IEC 81001-5-1 requires you to integrate security activities into the software lifecycle: threat modelling during design, secure coding practices during implementation, security testing during verification, and vulnerability management and monitoring after release. The output is a cybersecurity file that becomes part of the technical documentation. Notified Bodies increasingly review this file as a core element of the TD.
Under the EU AI Act (Regulation (EU) 2024/1689), most AI-powered medical devices that require third-party conformity assessment under MDR or IVDR are classified as high-risk AI systems. For AI embedded in regulated medical devices, the full high-risk obligations apply from August 2027. These include risk management for AI-specific risks (bias, robustness, data quality), data governance requirements, transparency and human oversight obligations, and post-market AI performance monitoring. MDCG 2025-6 provides guidance on how MDR/IVDR and AI Act requirements interact.
Every software update must be assessed for its impact on the device's safety, performance, and regulatory status.
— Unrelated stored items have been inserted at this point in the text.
Issue #1231, opened 2023-01-18
Add operator to query os environment variables


bruno-f-cruz:
Querying environment variables becomes a handy feature, especially when considering the push to make Bonsai easily deployable across different machines seamlessly. 
Some of these variables can effectively make a workflow machine agnostic regarding OS paths, machine name, etc...

This query could be added by simply exposing the [`Environment.GetEnvironmentVariable`](https://learn.microsoft.com/en-us/dotnet/api/system.environment.getenvironmentvariable?view=net-7.0) method already available in .NET

PR #1232, opened 2023-01-18
Add operator to query an environment variable

bruno-f-cruz:
This PR attempts to close https://github.com/bonsai-rx/bonsai/issues/1231.

-  Adds an operator to query an environment variable to `Bonsai.System.IO`.

### DIFF
--- a/Bonsai.System/IO/GetEnvironmentVariable.cs
+++ b/Bonsai.System/IO/GetEnvironmentVariable.cs
@@ -1,0 +1,46 @@
+﻿using Bonsai;
+using System;
+using System.ComponentModel;
+using System.Linq;
+using System.Reactive.Linq;
+
+namespace Bonsai.IO
+{ 
+    /// <summary>
+    /// Represents an operator that returns the value of an OS environment variable.
+    /// </summary>
+    /// 
+    [Description("Returns the value of an environment variable.")]
+    public class GetEnvironmentVariable : Source<string>
+    {
+        [Description("The name of the environment variable to query the value of.")]
+        public string Variable { get; set; }
+
+        /// <summary>
+        /// Generates an observable sequence containing a string with the value
+        /// of the queried environment variable.
+        /// </summary>
+        /// <returns>
+        /// An observable sequence containing the value of the queried
+        /// environment variable.
+        /// </returns>
+        public override IObservable<string> Generate()
+        {
+            return Observable.Return(Environment.GetEnvironmentVariable(Variable));
+        }
+
+        /// <summary>
+        /// Generates an observable sequence containing a string with the value
+        /// of the queried environment variable, triggered with any input
+        /// sequence
+        /// </summary>
+        /// <returns>
+        /// An observable sequence containing the value of the queried
+        /// environment variable.
+        /// </returns>
+        public IObservable<string> Generate<TSource>(IObservable<TSource> source)
+        {
+            return source.Select(x => { return Environment.GetEnvironmentVariable(Variable); });
+        }
+    }
+}


Bonsai.System/IO/GetEnvironmentVariable.cs
```diff
@@ -0,0 +1,46 @@
...
+using System.ComponentModel;
+using System.Linq;
+using System.Reactive.Linq;
+
+namespace Bonsai.IO
+{ 
+    /// <summary>
+    /// Represents an operator that returns the value of an OS environment variable.
+    /// </summary>
+    ///
```
glopesdev, line 12: Remove empty line

Bonsai.System/IO/GetEnvironmentVariable.cs
```diff
@@ -0,0 +1,46 @@
+﻿using Bonsai;
+using System;
+using System.ComponentModel;
+using System.Linq;
+using System.Reactive.Linq;
+
+namespace Bonsai.IO
+{ 
+    /// <summary>
+    /// Represents an operator that returns the value of an OS environment variable.
```
glopesdev, line 10: More generally, environment variables are specified per-process, so they might be different than OS variables. I would probably try to keep the wording of the original docs and say something like:

```c#
/// Represents an operator that gets the value of an environment variable for the current process.
```

Bonsai.System/IO/GetEnvironmentVariable.cs
```diff
@@ -0,0 +1,46 @@
...
+    /// </summary>
+    /// 
+    [Description("Returns the value of an environment variable.")]
```
glopesdev, line 13: This should be consistent with whatever is the final wording, for example:

```c#
[Description("Gets the value of an environment variable for the current process.")]
```

Bonsai.System/IO/GetEnvironmentVariable.cs
```diff
@@ -0,0 +1,46 @@
...
+    public class GetEnvironmentVariable : Source<string>
+    {
+        [Description("The name of the environment variable to query the value of.")]
```
glopesdev, line 16: The property needs doc strings as well, for example:

```c#
/// <summary>
/// Gets or sets the name of the environment variable to query the value of.
/// </summary>
```

Bonsai.System/IO/GetEnvironmentVariable.cs
```diff
@@ -0,0 +1,46 @@
...
+        public string Variable { get; set; }
```
glopesdev, line 17: This name is consistent with the parameter name of the `GetEnvironmentVariable` method, but I wonder if it would make more sense to just use `Name` for this so we can take advantage of the option to group editing and externalizing of similar properties in the editor.

Bonsai.System/IO/GetEnvironmentVariable.cs
```diff
@@ -0,0 +1,46 @@
...
+
+        /// <summary>
+        /// Generates an observable sequence containing a string with the value
+        /// of the queried environment variable.
+        /// </summary>
+        /// <returns>
+        /// An observable sequence containing the value of the queried
+        /// environment variable.
+        /// </returns>
```
glopesdev, line 26: For consistency with documentation of similar operators, I would use something like:

```c#
        /// <summary>
        /// Gets the value of the specified environment variable for the current process
        /// and surfaces it through an observable sequence.
        /// </summary>
        /// <returns>
        /// A sequence containing the value of the specified environment variable. The
        /// value will be <see langword="null"/> if the environment variable is not found.
        /// </returns>
```

Bonsai.System/IO/GetEnvironmentVariable.cs
```diff
@@ -0,0 +1,46 @@
...
+        /// of the queried environment variable, triggered with any input
+        /// sequence
+        /// </summary>
+        /// <returns>
+        /// An observable sequence containing the value of the queried
+        /// environment variable.
+        /// </returns>
+        public IObservable<string> Generate<TSource>(IObservable<TSource> source)
+        {
+            return source.Select(x => { return Environment.GetEnvironmentVariable(Variable); });
```
glopesdev, line 43: For conciseness this can be written as:

```c#
return source.Select(_ => Environment.GetEnvironmentVariable(Variable));
```

Bonsai.System/IO/GetEnvironmentVariable.cs
```diff
@@ -0,0 +1,46 @@
...
+
+        /// <summary>
+        /// Generates an observable sequence containing a string with the value
+        /// of the queried environment variable, triggered with any input
+        /// sequence
+        /// </summary>
+        /// <returns>
+        /// An observable sequence containing the value of the queried
+        /// environment variable.
+        /// </returns>
```
glopesdev, line 40: Similar to the above, small edits:

```c#
        /// <summary>
        /// Gets the value of the specified environment variable for the current process
        /// whenever an observable sequence emits a notification.
        /// </summary>
        /// <typeparam name="TSource">
        /// The type of the elements in the <paramref name="source"/> sequence.
        /// </typeparam>
        /// <param name="source">
        /// The sequence of notifications used to get the value of the environment variable.
        /// </param>
        /// <returns>
        /// A sequence containing the current values of the specified environment variable.
        /// The value may be <see langword="null"/> if the environment variable is not found.
        /// </returns>
```

Bonsai.System/IO/GetEnvironmentVariable.cs
```diff
@@ -0,0 +1,46 @@
+﻿using Bonsai;
```
glopesdev, line 1: This using should not be needed as the operator is declared inside the `Bonsai` namespace.

Bonsai.System/IO/GetEnvironmentVariable.cs
```diff
@@ -0,0 +1,46 @@
...
+using System;
+using System.ComponentModel;
+using System.Linq;
```
glopesdev, line 4: This using `System.Linq` may not be needed.

glopesdev (changes requested):

Bonsai.System/IO/GetEnvironmentVariable.cs
```diff
@@ -0,0 +1,52 @@
...
+        /// <param name="source">
+        /// The sequence of notifications used to get the value of the environment variable.
+        /// </param>
+        /// <returns>
+        /// A sequence containing the current values of the specified environment variable.
+        /// The value may be <see langword="null"/> if the environment variable is not found.
+        /// </returns>
+        public IObservable<string> Generate<TSource>(IObservable<TSource> source)
+        {
+            return source.Select(_ => { return Environment.GetEnvironmentVariable(Name); });
```
glopesdev, line 49: Is there a reason why it is not possible to use the more compact lambda notation below? I haven't tried it myself but it should work.

```c#
return source.Select(_ => Environment.GetEnvironmentVariable(Name));
```

glopesdev (changes requested):
All sounds great, just a minor edit pending.

glopesdev (approved):

Bonsai.System/IO/GetEnvironmentVariable.cs
```diff
@@ -0,0 +1,52 @@
+﻿using System;
+using System.ComponentModel;
+using System.Reactive.Linq;
+
+namespace Bonsai.IO
+{
+    /// <summary>
+    /// Represents an operator that gets the value of an environment variable for the current process.
+    /// </summary>
+    ///
```
glopesdev, line 10: Remove empty line?

glopesdev (approved):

Not every update triggers a new conformity assessment. Minor bug fixes and UI changes typically require documentation only. Significant algorithm changes (new training data, changed model architecture, expanded intended use) may require Notified Body notification or a new conformity assessment. We design change management procedures that define clear criteria for categorising updates and determining the appropriate regulatory action.
Our core role is regulatory compliance and process alignment: classification, IEC 62304 process design, cybersecurity integration, documentation, and regulatory submissions. For companies that need software development, we connect them with trusted development partners. Through our device team, we also provide contract development for medical device software including AI-based solutions where tight integration between regulatory and development expertise is needed.
A DiGA (Digitale Gesundheitsanwendung) is a CE-marked medical device software application (Class I–IIb) that in most cases supports patients in managing or treating diseases. The BfArM Fast-Track is a 3-month assessment process that, if successful, lists the DiGA in the official DiGA Directory, making it prescribable by physicians and reimbursable by German statutory health insurance. Listing can be provisional (based on preliminary evidence, valid for 12 months, extendable to 24) or permanent (based on demonstrated positive healthcare effects through comparative studies).
IVD software follows the IVDR classification rules in Annex VIII, which assign risk classes A through D based on the intended purpose and the consequences of incorrect results. Software that analyses patient samples or interprets diagnostic data may be classified as Class C or D, requiring Notified Body involvement and performance evaluation (analytical and clinical performance). Class D IVD software may also require EU Reference Laboratory opinions.